CONCLUSIONS: GISTs are predominantly large tumours with a well circumscribed and exophytic pattern on MDCT, with or without cystic/necrotic areas, and they mostly show a heterogenous pattern of enhancement on post-contrast administration.

Introduction

Gastrointestinal stromal tumours (GISTs) are rare, but they are the most common mesenchymal tumours. GISTs may have their origin anywhere in the gastrointestinal tract (GIT) from the mouth to the rectum, or even in the mesentery or omentum. Ninety per cent of GISTs show a strong immunohistochemical staining for KIT, a tyrosinase kinase growth factor receptor, making them different from other mesenchymal tumours in pathology. Benign GISTs may be discovered incidentally and are usually excised. Contrast-enhanced multi-detector computed tomography (MDCT) is the most commonly used modality for initial evaluation and staging of GISTs. While 18-FDG positron emission tomography-computed tomography (PET-CT) has emerged as the gold standard for follow-up and evaluation of treatment response. The intention of our study is to evaluate GIST for its anatomical and pathological features on MDCT, as well as to highlight the role of imaging in the detection, characterisation, and treatment response evaluation of GISTs [1].

Material and methods

MDCT images of 25 patients with GIST confirmed by a combination of histopathology and immunochemistry obtained over a period of four years, from March 2012 to March 2016, were retrospectively evaluated from our hospital database. All the patients underwent MDCT evaluation on a GE Bright Speed 16-Slice MDCT scanner. Initial plain (non-contrast) abdominal images were acquired to look for haemorrhage or calcification. Post-contrast images were obtained after intravenous administration of iopromide (300 mg I/ml, Ultravist® 300; Bayer HealthCare Pharmaceuticals, San Francisco, CA) injected at the rate of 3 ml/s with the help of a Mallinckrodt pressure injector. Arterial and porto-venous phase images were acquired at 18-22 s and 60-65 s, respectively. 3D reconstruction using thin sections (1 mm) were performed in coronal and sagittal planes for better depiction of the lesion and its extent and involvement of adjacent structures. The images were reviewed on a commercially available workstation.
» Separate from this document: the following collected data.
Issue #550, opened 2026-09-07
chore(quality): track CodeScene setup and Code Health improvements


l0gicgate:
## Problem or use case

We need one living tracker for Strata's CodeScene setup and code-quality improvements, with focused issues/PRs underneath it. Improve maintainability and frequently changed code—not just the displayed score. This issue is the progress source of truth; durable design decisions belong in `docs/architecture.md`.

### Verified Cloud baseline

[Strata project](https://codescene.io/projects/84395) · [baseline analysis](https://codescene.io/projects/84395/jobs/7478387/results)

In those patients who underwent positive contrast CT enterography, patients were kept nil per os for about 4-6 hours prior to ingestion of oral contrast. Positive contrast containing 65% meglumine diatrizoate (20 ml dissolved in 1500 ml of water) was orally consumed by the patient. About 1200 ml was consumed over a duration 30-45 minutes, and the remaining 300 ml about 10 minutes prior to commencement of the scan. In order to obtain a uniform distention of the small bowel, patients were required to consume about 150 ml of the contrast mixture every 5 minutes for 50-55 minutes. Imaging was performed about one hour post consumption of the oral contrast mixture.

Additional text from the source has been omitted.